When the Guardian requested documents under FOI we were were told it was not a valid request.
“As this request seeks documents that relate to previous portfolio responsibilities, not to the treasurer’s portfolio responsibilities or the business or activities of his portfolio agencies, it is not a valid request under the FOI Act,” Frydenberg’s office said.
“A request for documents relating to a minister’s previous portfolio responsibilities is not a request for an ‘official document of a minister’.”
Taylor’s office said: “The FOI Act applies to documents of an agency and official documents of a minister. There is no right of access under the act to documents held by a parliamentarian in their capacity as a member of parliament.”
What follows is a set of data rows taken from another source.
PR #8895, opened 2020-03-27
bbb-webhooks: add group chat, pad, presentation events

mkuron:
- The public chat produces `GroupChatMessageBroadcastEvtMsg` events which were not listened for and have a slightly different mapping than the existing chat events. They can be distinguished from private chat messages by the `MAIN-PUBLIC-GROUP-CHAT` chat ID.
- Shared notes produce `PadUpdateSysMsg` events, which were neither listened for nor mapped.
- Presentation uploads produce `SetCurrentPresentationEvtMsg` events, which were not mapped.

### DIFF
--- a/bbb-webhooks/config/default.example.yml
+++ b/bbb-webhooks/config/default.example.yml
@@ -16,6 +16,8 @@ hooks:
     - from-akka-apps-redis-channel
     - from-bbb-web-redis-channel
     - from-akka-apps-chat-redis-channel
+    - from-akka-apps-pres-redis-channel
+    - from-etherpad-redis-channel
     - bigbluebutton:from-bbb-apps:meeting
     - bigbluebutton:from-bbb-apps:users
     - bigbluebutton:from-bbb-apps:chat
--- a/bbb-webhooks/messageMapping.js
+++ b/bbb-webhooks/messageMapping.js
@@ -257,7 +257,8 @@ module.exports = class MessageMapping {
             "timezone-offset": message.fromTimezoneOffset,
             "time": message.fromTime || message.timestamp
           }
-        }
+        },
+        "chat-id": messageObj.core.body.chatId 
       },
       "event":{
         "ts": Date.now()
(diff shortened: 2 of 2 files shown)


antobinary:
Hi @mkuron ,

Thank you for your contribution! Could you please confirm if you signed the Contributor License Agreement http://docs.bigbluebutton.org/support/faq.html#why-do-i-need-to-sign-a-contributor-license-agreement-to-contribute-source-code ?

mkuron:
@antobinary, I just emailed it to @ffdixon.

mkuron:
@antobinary, is there anything else you need me to do before this can be reviewed and merged?

murali-krishna-sv:
Hi @mkuron.
Can you tell me how to get the receiver info for private chat in the webhook?
Here we are getting the private messages also as `GroupChatMessageBroadcastEvtMsg`.
@ffdixon, @antobinary  Can you please help me out.

pedrobmarin:
I believe you will build a webhook machine gun adding `PadUpdateSysMsg` to it. I strongly advise not including it to the hooks. `PadUpdateSysMsg` is only used to update the bottom, text only closed caption element inside the HTML5 client. You probably won't be able to collect any reliable data from it with more than one user typing at the same time.

pedrobmarin:
This is probably a better choice if you are interested in etherpad's updates https://github.com/citizenos/ep_webhooks

mkuron:
> I believe you will build a webhook machine gun adding PadUpdateSysMsg to it. I strongly advise not including it to the hooks. PadUpdateSysMsg is only used to update the bottom, text only closed caption element inside the HTML5 client.

I see that event whenever the text in the shared notes section is edited. It indeed fires often, but is surprisingly usable. I have not looked at closed caption-related events.

> Can you tell me how to get the receiver info for private chat in the webhook?

I have not mapped that. Look for the place where my patch uses `message.sender.id`, guess the right attribute and add it to the mapped message..

pedrobmarin:
> is surprisingly usable.

I'm fine with this then if it doesn't bring any performance issues

GuzziGuy:
I found this PR after also wanting to add webhooks for chat (in BBB 2.25) - it seems the currently caught SendPublicMessageEvtMsg and SendPrivateMessageEvtMsg do not fire at all (obsolete)?

Your mods to catch GroupChatMessageBroadcastEvtMsg seem to make sense, I will try it out. But re the request from murali-krishna-sv:

>  Can you tell me how to get the receiver info for private chat in the webhook?

This is specifically what I need to do, catch private messages **to** a given user. It doesn't look like this can be derived from the GroupChatMessageBroadcastEvtMsg, but GroupChatCreatedEvtMsg seems to fire when a private chat is started and contains the recipients and the chatId.

So if we can also send a hook for GroupChatCreatedEvtMsg I'm thinking I can maintain the chatID/recipient at the webhook end, and then match this up when a GroupChatMessageBroadcastEvtMsg is received to see what user it is from.

I can follow the code but I'm a bit of a hack at Node, would this be something you could may be able to include in this patch?

itsarectangle:
I installed BBB 2.3 today, trying to install webhooks, get the following:

Unable to locate package bbb-webhooks

Are webhooks not yet supported in 2.3?  Thanks

antobinary:
@pedrobmarin could we transfer this to bigbluebutton/bbb-webhooks?

mkuron:
I have just transferred it to https://github.com/bigbluebutton/bbb-webhooks/pull/5.

PR #8901, opened 2020-03-27
Have the recording archive delete originals of archived media

kepstin:
After the last segment of a recording has been archived, it is safe to delete the original files that were recorded by the various media handling components. This patch deletes the freeswitch audio files and kurento webcam/screenshare files after they have been archived.

It needs to be used in combination with some changes to users/groups and directory permissions to allow the `bigbluebutton` user to delete files that it could previously only read.

## freeswitch

Add bigbluebutton user to freeswitch group

```sh
usermod bigbluebutton -a -G freeswitch
```

Allow group write permissions on the freeswitch meetings directory

```sh
chmod 0775 /var/freeswitch/meetings
```

## red5

???

## kurento

Edit systemd unit `kurento-media-server.service`

```
[Service]
UMask=0002
```

(don't forget to `systemctl daemon-reload` afterwards!)

Add bigbluebutton user to kurento group

```sh
usermod bigbluebutton -a -G kurento
```

## finally

Restart BigBlueButton. Or, at a *minimum*, restart kurento-media-server.

### DIFF
--- a/record-and-playback/core/scripts/archive/archive.rb
+++ b/record-and-playback/core/scripts/archive/archive.rb
@@ -100,6 +100,13 @@ def archive_audio(meeting_id, audio_dir, raw_archive_dir)
   end
 end
 
+def delete_audio(meeting_id, audio_dir)
+  BigBlueButton.logger.info("Deleting audio #{audio_dir}/#{meeting_id}-*.*")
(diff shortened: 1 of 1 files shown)


kepstin:
Note that if this is run without the permission changes being made, everything will still work - it's just that the media files won't get cleaned up.

ffdixon:
Updates made to packaging.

Taylor’s staff refused to elaborate, but the argument appears to be that if Taylor discussed grasslands with Frydenberg he did so as the member for Hume and not as a minister.
Therefore any documents, if they exist, are outside the scope of the FOI Act, which covers only “official documents of a minister”.
The Guardian will now appeal to the Australian information commissioner – but don’t hold your breath. The understaffed office is taking close to a year to assign a case officer to FOI appeals, let alone decide them.
Meanwhile, where have the records of former sports minister McKenzie and other former ministers gone?
Can we find out which MPs lobbied her in support of sporting clubs in their electorates? What did McKenzie say in reply? Were there instructions from the prime minister’s office about how she should administer the program? Did she keep Morrison informed?
Theoretically these ministerial records, including portfolio-related emails, tweets, WhatsApp messages, diaries, notes etc, must be sent to the national archives.
A spokesman for the archives said that when a minister leaves office after a change of government or resignation, ministerial records, ie records made or received in connection with the minister’s ministerial responsibilities, must be provided.
General Records Authority 38 (GRA38) says these include appointment diaries, final speeches and media statements, daily itinerary papers, official briefings, portfolio-related correspondence, subject files on portfolio business, official tweets and WhatsApp messages, and records of deliberations on official business.
The spokesman said most ministers do not usually lodge their papers directly with the national archives and they must not destroy, otherwise dispose of, or alter a record when leaving office.
Instead they usually send them to departments for safe keeping and review before they are deposited in the archives. Once delivered the Archives Act says they are generally not accessible for 20 years, and possibly longer if they raise security concerns.
As fascinating as the sports rorts and grasslands saga are, the public will no doubt have forgotten by then.
FOI clearly fails to provide the answers, which is why we need a federal integrity body with wide powers that can ask for documents, interview witnesses and make a call about whether an incident raises issues of ministerial conduct or something more serious.
Without it, a reshuffle provides a perfect escape from the sort of accountability that the public expect.